▶ **Task details**: In the entries below, how many lines contain "wrap"? Answer with the number and nothing else.

▶ **Data excerpts**:
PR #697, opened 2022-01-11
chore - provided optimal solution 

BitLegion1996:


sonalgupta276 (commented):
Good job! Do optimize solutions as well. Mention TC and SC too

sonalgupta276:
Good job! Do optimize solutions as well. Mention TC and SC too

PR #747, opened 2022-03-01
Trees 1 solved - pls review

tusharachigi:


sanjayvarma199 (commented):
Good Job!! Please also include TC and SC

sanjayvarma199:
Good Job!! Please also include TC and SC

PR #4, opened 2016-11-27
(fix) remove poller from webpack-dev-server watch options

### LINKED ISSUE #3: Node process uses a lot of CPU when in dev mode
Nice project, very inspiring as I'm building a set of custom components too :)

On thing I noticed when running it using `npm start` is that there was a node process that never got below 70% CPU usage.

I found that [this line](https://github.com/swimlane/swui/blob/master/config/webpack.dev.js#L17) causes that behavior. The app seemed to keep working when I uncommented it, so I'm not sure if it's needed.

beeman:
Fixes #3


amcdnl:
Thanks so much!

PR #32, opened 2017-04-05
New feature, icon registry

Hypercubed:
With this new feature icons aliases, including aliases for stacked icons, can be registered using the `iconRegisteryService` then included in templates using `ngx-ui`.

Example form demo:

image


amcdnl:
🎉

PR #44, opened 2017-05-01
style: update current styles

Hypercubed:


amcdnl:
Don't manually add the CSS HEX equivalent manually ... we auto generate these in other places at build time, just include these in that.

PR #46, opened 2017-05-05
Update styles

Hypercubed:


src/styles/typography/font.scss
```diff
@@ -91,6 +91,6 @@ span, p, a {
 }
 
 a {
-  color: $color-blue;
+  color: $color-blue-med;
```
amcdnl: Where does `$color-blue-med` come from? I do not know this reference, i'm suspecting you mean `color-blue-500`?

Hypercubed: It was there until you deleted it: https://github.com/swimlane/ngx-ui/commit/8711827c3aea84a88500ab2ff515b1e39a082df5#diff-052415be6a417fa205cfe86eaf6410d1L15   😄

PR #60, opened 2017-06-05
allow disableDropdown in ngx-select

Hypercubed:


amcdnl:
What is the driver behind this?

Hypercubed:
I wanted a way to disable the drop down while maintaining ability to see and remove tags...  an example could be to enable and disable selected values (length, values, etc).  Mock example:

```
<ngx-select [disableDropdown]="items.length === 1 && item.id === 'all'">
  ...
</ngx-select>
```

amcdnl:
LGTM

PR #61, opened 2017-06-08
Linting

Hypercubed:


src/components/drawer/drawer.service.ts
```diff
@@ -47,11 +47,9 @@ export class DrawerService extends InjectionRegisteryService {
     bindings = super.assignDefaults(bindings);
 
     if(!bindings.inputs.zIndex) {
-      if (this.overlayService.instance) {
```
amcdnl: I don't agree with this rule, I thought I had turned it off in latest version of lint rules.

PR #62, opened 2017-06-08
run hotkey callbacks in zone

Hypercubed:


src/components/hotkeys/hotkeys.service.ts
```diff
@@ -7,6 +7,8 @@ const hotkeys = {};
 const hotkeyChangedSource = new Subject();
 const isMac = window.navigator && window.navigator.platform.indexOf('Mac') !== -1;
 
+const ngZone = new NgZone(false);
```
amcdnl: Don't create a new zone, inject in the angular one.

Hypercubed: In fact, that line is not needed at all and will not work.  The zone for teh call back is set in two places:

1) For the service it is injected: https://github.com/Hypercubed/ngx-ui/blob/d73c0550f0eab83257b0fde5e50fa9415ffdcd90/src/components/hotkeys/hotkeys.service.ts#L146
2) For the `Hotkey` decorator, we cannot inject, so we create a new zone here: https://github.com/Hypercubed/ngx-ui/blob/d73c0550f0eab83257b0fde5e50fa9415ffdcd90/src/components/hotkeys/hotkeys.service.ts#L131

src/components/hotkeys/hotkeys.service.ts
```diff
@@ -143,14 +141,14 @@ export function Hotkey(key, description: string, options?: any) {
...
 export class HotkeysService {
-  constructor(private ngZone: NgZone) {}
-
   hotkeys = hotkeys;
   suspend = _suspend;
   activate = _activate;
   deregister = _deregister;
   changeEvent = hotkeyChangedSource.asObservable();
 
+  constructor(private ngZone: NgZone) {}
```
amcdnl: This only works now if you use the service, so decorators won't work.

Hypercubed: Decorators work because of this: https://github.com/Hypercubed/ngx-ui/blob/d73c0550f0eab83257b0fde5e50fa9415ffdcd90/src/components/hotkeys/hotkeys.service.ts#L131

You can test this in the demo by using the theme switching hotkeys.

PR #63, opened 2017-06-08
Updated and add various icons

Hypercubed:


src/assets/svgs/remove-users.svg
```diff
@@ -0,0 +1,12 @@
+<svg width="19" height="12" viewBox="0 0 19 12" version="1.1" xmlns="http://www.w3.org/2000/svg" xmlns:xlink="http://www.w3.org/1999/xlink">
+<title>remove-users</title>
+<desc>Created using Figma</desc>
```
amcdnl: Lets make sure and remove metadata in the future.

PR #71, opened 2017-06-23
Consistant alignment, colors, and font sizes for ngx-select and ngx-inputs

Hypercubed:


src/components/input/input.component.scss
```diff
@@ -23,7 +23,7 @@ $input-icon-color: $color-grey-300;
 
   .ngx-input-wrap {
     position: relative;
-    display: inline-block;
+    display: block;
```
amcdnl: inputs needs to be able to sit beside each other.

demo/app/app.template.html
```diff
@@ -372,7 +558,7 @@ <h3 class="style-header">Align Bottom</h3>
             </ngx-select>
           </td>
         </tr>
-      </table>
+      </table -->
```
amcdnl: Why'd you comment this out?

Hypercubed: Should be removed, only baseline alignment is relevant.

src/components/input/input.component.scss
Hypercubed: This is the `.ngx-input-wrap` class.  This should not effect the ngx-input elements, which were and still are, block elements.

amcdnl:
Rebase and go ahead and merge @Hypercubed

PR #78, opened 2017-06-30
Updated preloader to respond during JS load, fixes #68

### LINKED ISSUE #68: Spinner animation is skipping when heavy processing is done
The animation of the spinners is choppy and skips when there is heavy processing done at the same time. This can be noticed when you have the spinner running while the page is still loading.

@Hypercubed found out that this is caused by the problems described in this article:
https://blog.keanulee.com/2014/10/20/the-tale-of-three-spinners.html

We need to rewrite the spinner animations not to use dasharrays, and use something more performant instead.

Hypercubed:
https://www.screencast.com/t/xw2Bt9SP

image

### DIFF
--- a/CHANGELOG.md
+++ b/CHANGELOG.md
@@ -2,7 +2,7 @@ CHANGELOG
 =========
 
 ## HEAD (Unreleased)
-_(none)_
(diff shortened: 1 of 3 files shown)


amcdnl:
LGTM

==

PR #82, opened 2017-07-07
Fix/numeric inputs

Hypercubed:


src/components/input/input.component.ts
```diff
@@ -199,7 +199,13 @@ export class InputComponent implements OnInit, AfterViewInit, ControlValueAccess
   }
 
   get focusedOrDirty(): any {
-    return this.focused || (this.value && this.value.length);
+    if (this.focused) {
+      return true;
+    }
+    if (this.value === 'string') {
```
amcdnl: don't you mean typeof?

▶ **Solution to this task**: 2